It's coming from Arizona. It's going to South Carolina.
It doesn't have my name on it. Except my brother has asked
that it be gift wrapped and that the card say
"Merry Christmas, Stacy". A few minutes later his phone rings
and the person says, "This is Stuart at Longfellow books. I want to thank you for your order. I just had a question about it. Is this book for Stacy Mitchell?" And my brother surprised says,
"Yeah, it is. She's my sister." And Stuart says, "Well I thought I should let you know
that she's already read it." (Laughter) (Applause) Here's what worries me. (Laughter) As remarkable as these
developments are, they're unlikely to amount
to anything than an interesting trend
on the margins of the economy if the only way that we can figure out
how to bring about the change we want to see is through
our buying decisions. I'm like a lot of people. I put a lot of my
"making the world a better place" energy into thinking about how
I can be a better consumer. You know fair trade coffee,
recycled toilet paper, I'll get the iPad
instead of the Kindle so I won't be locked into
buying books from Amazon. The primary and often exclusive way we think about our agency
in the world now is as consumers. But as consumers we're very weak. We're operating as lone individuals
making a series of small choices. And the most we can do is pick between the options that are presented to us. And it's not that these
choices don't matter, they do and that's part of why
this way of thinking is so seductive. But it's not a great strategy
for changing the world. You know, if you think about it, what we're hoping is that some day enough of us will have enough
information about all the issues and all the choices in the marketplace and we'll have access
to all the right alternatives. And that all or most of us will be able to make the right decisions
all or most of the time.

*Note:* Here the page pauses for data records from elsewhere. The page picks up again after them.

PR #922, opened 2021-10-19
[14.0][ADD] New module 'product_main_supplierinfo'

sebalix:
This module computes the main vendor of a product, as we likely duplicate this feature in different modules.

- [x] <s>I first named the `product_main_supplier` and then renamed it to `product_main_vendor` as Odoo uses this term on product forms, not sure which term fits the best.</s>


pedrobaeza:
As this is the technical name of the module, we stick to this for putting name, so I would go with `product_main_supplierinfo`.

product_main_supplierinfo/views/product_product.xml
```diff
@@ -0,0 +1,30 @@
...
+    </field>
+  </record>
+
+  <record id="product_product_tree_view" model="ir.ui.view">
+    <field name="name">product.product.tree.inherit</field>
+    <field name="model">product.product</field>
+    <field name="inherit_id" ref="product.product_product_tree_view" />
+    <field name="arch" type="xml">
+      <field name="uom_id" position="after">
+        <field name="main_vendor_id" optional="show" />
```
simahawk:
```suggestion
        <field name="main_vendor_id" optional="hide" />
```
to avoid loading seller_ids in the tree view by default

simahawk (approved):

product_main_supplierinfo/views/product_product.xml
pedrobaeza: AFAIK, they are loaded anyways as soon as you add it in the tree, no matter if hidden or not.

sebalix: done

product_main_supplierinfo/models/product_product.py
```diff
@@ -0,0 +1,54 @@
...
+        ondelete="restrict",
+        string="Main Vendor",
+        compute="_compute_main_vendor_id",
+    )
+
+    @api.depends(
+        "seller_ids.name.active",
+        "seller_ids.sequence",
+        "seller_ids.min_qty",
+        "seller_ids.price",
```
legalsylvain, line 20: Why do you depends on all that fields ?

legalsylvain (changes requested):
Thanks for this module. One question inline. 

Regards

product_main_supplierinfo/models/product_product.py
sebalix: They are all the fields used by the computation:
- the standard `_prepare_sellers` method is using `name.active`, `sequence`, `min_qty` and `price`
- and the rest by `_get_sellers`.

sebalix: `ddmrp` is also computing this main vendor here: https://github.com/OCA/ddmrp/blob/e7487ea43b5ff9d7be0c21cdff7f1d97b5a9c1c6/ddmrp/models/stock_buffer.py#L825-L842
I'll open a PR afterwards to make it use this module instead.

TDu (approved):

product_main_supplierinfo/models/product_product.py
legalsylvain: Oh I see. I didn't know that price was used by _prepare_sellers. (I thought that it was only order by sequence.) Thanks !

product_main_supplierinfo/models/product_product.py
```diff
@@ -0,0 +1,54 @@
...
+
+class ProductProduct(models.Model):
+    _inherit = "product.product"
+
+    main_supplierinfo_id = fields.Many2one(
+        comodel_name="product.supplierinfo",
+        ondelete="restrict",
+        string="Main Vendor",
+        compute="_compute_main_supplierinfo_id",
+    )
```
legalsylvain, line 14: For consistency reason with Odoo product module, I propose to rename the field : 

    main_seller_id = fields.Many2one(
        comodel_name="product.supplierinfo",
        ondelete="restrict",
        string="Main Vendor",
        compute="_compute_main_seller_id",
    )

See : https://github.com/odoo/odoo/blob/14.0/addons/product/models/product_template.py#L113

Not a blocking point, but I see it more consistent, don't you think ?

legalsylvain (approved):
Looks great. One non blocking point inline.

Other question : Do you think it is usefull to set a ``ondelete="restrict"`` on a non stored field ? I thought it had an impact only on the database side. (so, not required in that case).

Otherwise :+1: thanks.

sebalix:
@legalsylvain the ondelete"restrict" is a mistake indeed, it comes from a bad copy-paste where this field was stored.

BTW storing the value to be able to search on it is another need we have, but it is another story... I will probably propose something later in a new PR.
About the name I could rename it yes (I already did twice :D), some OCA addons talk about "supplier", Odoo uses "seller" as technical term and "vendor" on UI, while the underlying data model uses "supplier", it's quite confusing, that's why I renamed it like the data model it was pointing and used "supplier" + uses "Vendor" term as label.

Any other opinion on this? @pedrobaeza maybe? :)

pedrobaeza:
In fact, not being stored, the ondelete has no effect AFAIK.

sebalix:
@pedrobaeza yes of course, that's why it has been removed :) I ping you more about the name suggested by @legalsylvain , but if everyone is fine with the current name I won't touch it.
Ready for a merge then.

pedrobaeza:
Ah, OK, thinking twice, indeed the correspondence `seller_ids` > `main_seller_id` seems clearer, but the module name is still correct. It's a bit annoyance that Odoo is not consistent even on its technical names, but also understandable if we split model name with field name.

product_main_supplierinfo/models/product_product.py
sebalix: Updated!

pedrobaeza:
Thanks for doing all the requested changes:

/ocabot merge nobump

pedrobaeza:
Relaunching the merge:

/ocabot merge nobump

And while we're trying to line up
these millions of small decisions in the right direction,
we are swimming upstream against a powerful down
current of public policies that are taking our economy
in exactly the opposite direction. What we really need to do
is change the underlying structures that create the choices
in the first place. And we can't do that through the sum of our individual
actions in the market place. We can only do that by
acting collectively as citizens. You know, throughout our
history we have been called upon at various times to arrest
control of our livelihoods and our democracy
from would-be monopolists. The British East India Company,
the trusts of the early 20th century. This is one of those moments. It's not hard to imagine
what we would campaign for. We could begin by turning
the Farm Bill on its head. Instead of giving the most
money to the biggest farmers feeding the fast food pipeline, why not give the most money
to local farms feeding their neighbors? We should rethink how we
do planning and transportation. You know for decades we have been
just pouring public resources into creating the kinds of landscapes
that are perfect habitat for national chains. Meanwhile our village centers
and our downtowns, we're just pulling the rug
out from under them. The places where local businesses
are most likely to succeed. You know it's no coincidence that Vermont, which has some of the strongest
anti-sprawl legislation in the country, also has more small businesses
per capita than any other state. And it's not hard to imagine
having a banking system that supported the real economy. Because we had that system
in place for more than half a century. From laws that were in place
from the 1930's until the 1990's prevented banks
from speculating on Wall Street. And they also limited their ability
to expand beyond state lines. So they had to stay focused
on their home regions. There are bills in congress
right now that would begin to reinstate some of that framework. And we should close all those
loopholes that give big businesses an advantage when paying their taxes. Just image if we took
a small amount of the savings and redirected it to
new initiatives to grow a whole new generation
of local businesses. We could take a page
from a great Pennsylvania program that in the last few years
has seeded over 100 locally owned and cooperatively owned grocery
stores in low-income neighborhoods. And I think we also need to pull
antitrust out of its 30-year hiatus. I think there is some important questions
that we really need to be asking like: Is it in our best interest
that one company controls more than
a third of e-commerce? Does my local dairy
farmer deserve to have more than one choice about
where to sell her milk? So the answers are there and
the public support is largely there. The question that I think
we have to grapple with is how do we begin to see our
trips to the farmers' market and to the local bookstore, not as the answer but as a first step. How do we transform this remarkable consumer
trend into something more? How do we make it
a political movement? Thank you. (Applause) (Cheers)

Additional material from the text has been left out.